(Stored dataset items)
PR #153, opened 2020-06-05
Prefer `ip` over `if` over `web` when inferring `use`

rhansen:
If the user passed `-ip` they almost certainly want to use it, even if they also passed `-if` and `-web`.

Similarly, if the user passed `-if` they almost certainly want to use it even if they also passed `-web`.

### DIFF
--- a/ChangeLog.md
+++ b/ChangeLog.md
@@ -21,6 +21,9 @@ repository history](https://github.com/ddclient/ddclient/commits/master).
     minute.
   * The `pid` option is now ignored when ddclient is not daemonized.
   * ddclient now gracefully exits when interrupted by Ctrl-C.
+  * The way ddclient chooses the default for the `use` option has changed.
+    Rather than rely on the default, users should explicitly set the `use`
+    option.
 
 ## 2020-01-08 v3.9.1
 
--- a/ddclient
+++ b/ddclient
@@ -1291,9 +1291,11 @@ sub init_config {
     $opt{'quiet'} = 0 if opt('verbose');
 
     ## infer the IP strategy if possible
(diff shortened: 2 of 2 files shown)


SuperSandro2000:
How and when do we wanna do the release notes? I think this should be mentioned so that no one is surprised by sudden changes.

rhansen:
> How and when do we wanna do the release notes? I think this should be mentioned so that no one is surprised by sudden changes.

Agreed. Some of the previous changes should be mentioned too. Let's hold off on submitting this until we have a release notes doc.

rhansen:
I made PR #156 for documenting release notes and updated this PR to add a note. I'll remove the "draft" status of this PR after PR #156 is merged.

SuperSandro2000:
Merged it. Thanks for the work!

ChangeLog.md
```diff
@@ -21,6 +21,9 @@ repository history](https://github.com/ddclient/ddclient/commits/master).
     minute.
   * The `pid` option is now ignored when ddclient is not daemonized.
   * ddclient now gracefully exits when interrupted by Ctrl-C.
+  * The way ddclient chooses the default for the `use` option has changed.
```
SuperSandro2000, line 24: I think it would be nice to mention how it is chosen now.

rhansen: I intentionally omitted that because I want users to explicitly set `use`. I view this feature as "the config is broken, but let's try to do something useful anyway". Should we change the documentation for `use` to make this behavior official?

SuperSandro2000: Yeah, you're right they should explicitly set it.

• [What this task involves]
Would you transcribe every entry exactly?

• [Task output]
PR #153, opened 2020-06-05
Prefer `ip` over `if` over `web` when inferring `use`

rhansen:
If the user passed `-ip` they almost certainly want to use it, even if they also passed `-if` and `-web`.

Similarly, if the user passed `-if` they almost certainly want to use it even if they also passed `-web`.

### DIFF
--- a/ChangeLog.md
+++ b/ChangeLog.md
@@ -21,6 +21,9 @@ repository history](https://github.com/ddclient/ddclient/commits/master).
     minute.
   * The `pid` option is now ignored when ddclient is not daemonized.
   * ddclient now gracefully exits when interrupted by Ctrl-C.
+  * The way ddclient chooses the default for the `use` option has changed.
+    Rather than rely on the default, users should explicitly set the `use`
+    option.
 
 ## 2020-01-08 v3.9.1
 
--- a/ddclient
+++ b/ddclient
@@ -1291,9 +1291,11 @@ sub init_config {
     $opt{'quiet'} = 0 if opt('verbose');
 
     ## infer the IP strategy if possible
(diff shortened: 2 of 2 files shown)


SuperSandro2000:
How and when do we wanna do the release notes? I think this should be mentioned so that no one is surprised by sudden changes.

rhansen:
> How and when do we wanna do the release notes? I think this should be mentioned so that no one is surprised by sudden changes.

Agreed. Some of the previous changes should be mentioned too. Let's hold off on submitting this until we have a release notes doc.

rhansen:
I made PR #156 for documenting release notes and updated this PR to add a note. I'll remove the "draft" status of this PR after PR #156 is merged.

SuperSandro2000:
Merged it. Thanks for the work!

ChangeLog.md
```diff
@@ -21,6 +21,9 @@ repository history](https://github.com/ddclient/ddclient/commits/master).
     minute.
   * The `pid` option is now ignored when ddclient is not daemonized.
   * ddclient now gracefully exits when interrupted by Ctrl-C.
+  * The way ddclient chooses the default for the `use` option has changed.
```
SuperSandro2000, line 24: I think it would be nice to mention how it is chosen now.

rhansen: I intentionally omitted that because I want users to explicitly set `use`. I view this feature as "the config is broken, but let's try to do something useful anyway". Should we change the documentation for `use` to make this behavior official?

SuperSandro2000: Yeah, you're right they should explicitly set it.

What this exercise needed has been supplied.